Starting with the first line, output the data exactly, through to the last line.

◆ Raw data ◆
┏━━
PR #7587, opened 2026-02-12
Fix Chromecast disconnect crash due to null player in MediaSessionSubscriber

### LINKED ISSUE #7585: Disconnecting from chromecast while video is playing produces an uncaught runtime error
┗━━
◆ Response box ◆
PR #7587, opened 2026-02-12
Fix Chromecast disconnect crash due to null player in MediaSessionSubscriber

### LINKED ISSUE #7585: Disconnecting from chromecast while video is playing produces an uncaught runtime error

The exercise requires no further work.